Input material Start Marker

PR #1257, opened 2019-02-05
Clarify command samples 

Still34:
# Summary

This PR adds several additional notes answering questions a newcomer may have for the command framework.

### DIFF
--- a/samples/02_commands_framework/Modules/PublicModule.cs
+++ b/samples/02_commands_framework/Modules/PublicModule.cs
@@ -60,6 +60,7 @@ namespace _02_commands_framework.Modules
         public Task ListAsync(params string[] objects)
             => ReplyAsync("You listed: " + string.Join("; ", objects));
 
+        // Setting a custom ErrorMessage property will help clarify the precondition error
         [Command("guild_only")]
         [RequireContext(ContextType.Guild, ErrorMessage = "Sorry, this command must be ran from within a server, not a DM!")]
         public Task GuildOnlyCommand()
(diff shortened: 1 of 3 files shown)


samples/02_commands_framework/Services/CommandHandlingService.cs
```diff
@@ -37,10 +41,18 @@ public async Task MessageReceivedAsync(SocketMessage rawMessage)
 
             // This value holds the offset where the prefix ends
             var argPos = 0;
+            // Perform prefix check. You may want to replace this with
+            // (!message.HasCharPrefix(_prefix, ref argPos))
```
Chris-Johnston:
```suggestion
            // (!message.HasCharPrefix('!', ref argPos))
```
I think we should provide an example that matches the format "!help" as described on the next line.

Chris-Johnston (commented):
Looks good, just one thing I would change.

samples/02_commands_framework/Modules/PublicModule.cs
```diff
@@ -60,6 +60,7 @@ public Task EchoAsync([Remainder] string text)
         public Task ListAsync(params string[] objects)
             => ReplyAsync("You listed: " + string.Join("; ", objects));
 
+        // Setting a custom ErrorMessage property will help clarify the precondition error
```
Joe4evr, line 63: This comment could be moved one line down so that it's more obvious what it's referring to.

foxbot (approved):

PR #1260, opened 2019-02-08
Add webhook url overload for DiscordWebhookClient

Chris-Johnston:
Adds an overloaded constructor for `DiscordWebhookClient` which accepts the webhook URL. This URL is parsed using a regex for the id and token. If the token is invalid an `ArgumentException` or `ArgumentNullException` is thrown.


Yucked:
Why not RegexOptions.Compiled | IgnoreCase

test/Discord.Net.Tests/Tests.DiscordWebhookClient.cs
```diff
@@ -0,0 +1,62 @@
...
+        [InlineData("https://canary.discordapp.com/api/webhooks/123412347732897802/_abcde123456789-ABCDEFGHIJKLMNOP12345678-abcdefghijklmnopABCDEFGHIJK")]
+        // don't care about https
+        [InlineData("http://canary.discordapp.com/api/webhooks/123412347732897802/_abcde123456789-ABCDEFGHIJKLMNOP12345678-abcdefghijklmnopABCDEFGHIJK")]
+        // this is the minimum that the regex cares about
+        [InlineData("p.com/api/webhooks/123412347732897802/_abcde123456789-ABCDEFGHIJKLMNOP12345678-abcdefghijklmnopABCDEFGHIJK")]
+        public void TestWebhook_Valid(string webhookurl)
+        {
+            try
+            {
+                _ = new DiscordWebhookClient(webhookurl);
```
AntiTcb: These tests should do the same format check that the client's constructor does, without using the constructor.

The Webhook client is a special snowflake and actually makes an API request in its ctor currently, so this is technically an integration test, not a unit test.

src/Discord.Net.Webhook/DiscordWebhookClient.cs
```diff
@@ -26,6 +27,12 @@ public DiscordWebhookClient(IWebhook webhook)
         /// <summary> Creates a new Webhook Discord client. </summary>
         public DiscordWebhookClient(ulong webhookId, string webhookToken)
             : this(webhookId, webhookToken, new DiscordRestConfig()) { }
+        /// <summary> Creates a new Webhook Discord client. </summary>
+        public DiscordWebhookClient(string webhookUrl)
+            : this(webhookUrl, new DiscordRestConfig()) { }
+
+        // regex pattern to match webhook urls
+        private const string WebhookUrlRegex = @"^.+.com\/api\/webhooks\/([\d]+)\/([A-Za-z0-9_-]+)$";
```
AntiTcb: This should validate that the domain is discordapp.com as well.

src/Discord.Net.Webhook/DiscordWebhookClient.cs
```diff
@@ -43,6 +50,41 @@ public DiscordWebhookClient(IWebhook webhook, DiscordRestConfig config)
...
+        /// <exception cref="ArgumentException">Thrown if the <paramref name="webhookUrl"/> is an invalid format.</exception>
+        /// <exception cref="ArgumentNullException">Thrown if the <paramref name="webhookUrl"/> is null or whitespace.</exception>
+        public DiscordWebhookClient(string webhookUrl, DiscordRestConfig config) : this(config)
+        {
+            if (string.IsNullOrWhiteSpace(webhookUrl))
+                throw new ArgumentNullException(paramName: nameof(webhookUrl), message:
+                    "The given webhook Url cannot be null or whitespace.");
+
+            // thrown when groups are not populated/valid, or when there is no match
+            ArgumentException ex()
```
AntiTcb: Add an optional argument to this location function to specify whether the id or the token was what didn't pass the format check.

src/Discord.Net.Webhook/DiscordWebhookClient.cs
foxbot: this should be a `static Regex`, rather than a `const string`, so it only needs to be compiled once

Chris-Johnston:
According to the docs for the Compiled flag: ["Specifies that the regular expression is compiled to an assembly. This yields faster execution but increases startup time. "](https://docs.microsoft.com/en-us/dotnet/api/system.text.regularexpressions.regexoptions?view=netcore-2.2)
Given that I'm only using this regex once, I don't think that flag should be used.

Webhooks are case sensitive, so I wouldn't expect someone to `.Upper()` the entire string, or something. The expression already handles both upper and lower case for the token group.

src/Discord.Net.Webhook/DiscordWebhookClient.cs
Chris-Johnston: re: the other comment, this would be a good fit for this flag since the regex can be reused.

AntiTcb (changes requested):

test/Discord.Net.Tests/Tests.DiscordWebhookClient.cs
Chris-Johnston: Maybe move the parsing logic into some static internal function (since tests have internal access)?

AntiTcb: Sounds good to me

Chris-Johnston: I really wish I could have used a ValueTuple here https://github.com/discord-net/Discord.Net/pull/1260/files#diff-062b7bba813fb6aac2adf2a6f980eb7fR120

Chris-Johnston:
@foxbot were we going to start having PRs update lines in the changelog? if so I can start doing this here

Update: nope

foxbot (approved):

PR #1261, opened 2019-02-08
Add GetCategoryChannel method

Still34:


Chris-Johnston (approved):
Maybe instead of just "if none is found" we could also explain null is returned if the channel id is not a category channel.

Otherwise lgtm

foxbot (approved):

bloodwiing:
So... Is a merge happening anytime?
~~I've built the WebSocket library from Still34's forked repo and am using that, but would still like to use the Nuget one. 🙂~~
I'd need to rewrite everything to make that work. So will wait for this...

foxbot (approved):

PR #1276, opened 2019-02-28
Use a relative path for docs index page logo

Chris-Johnston:
Changes the paths for the logo on the index page of the documentation
to use relative links instead of absolute ones.

Before:
before image

After:
after image

The current absolute path is just fine as long as the site is not hosted under another directory. When opening files locally (without serving them in docfx) these images will fail to load.
In addition, if these files are served under a directory that is not the root endpoint (like: `docs.com/stable/`) the images will also break.

I tested these changes locally using these steps:

- Build & serve docs: `docfx docs/docfx.json --serve`
- Verify that logo shows up on index page using all 3 themes
- Open `docs/_site/index.html`
- Verify logo works on all 3 themes

Also includes a minor grammar fix.

### DIFF
--- a/docs/_template/light-dark-theme/styles/dark.css
+++ b/docs/_template/light-dark-theme/styles/dark.css
@@ -304,5 +304,5 @@ span.arrow-r{
 }
 
 .logo-switcher {
-    background: url("/marketing/logo/SVG/Combinationmark White.svg") no-repeat;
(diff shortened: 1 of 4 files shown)


Chris-Johnston:
@foxbot this will likely affect you, since you were planning on updating your documentation, and your site hosts the latest docs under `/latest/` and not `/`

foxbot (approved):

Input material End Marker

Task details:
Take from the entries every line that has the string "invalid".

Answer space:
Adds an overloaded constructor for `DiscordWebhookClient` which accepts the webhook URL. This URL is parsed using a regex for the id and token. If the token is invalid an `ArgumentException` or `ArgumentNullException` is thrown.
+        /// <exception cref="ArgumentException">Thrown if the <paramref name="webhookUrl"/> is an invalid format.</exception>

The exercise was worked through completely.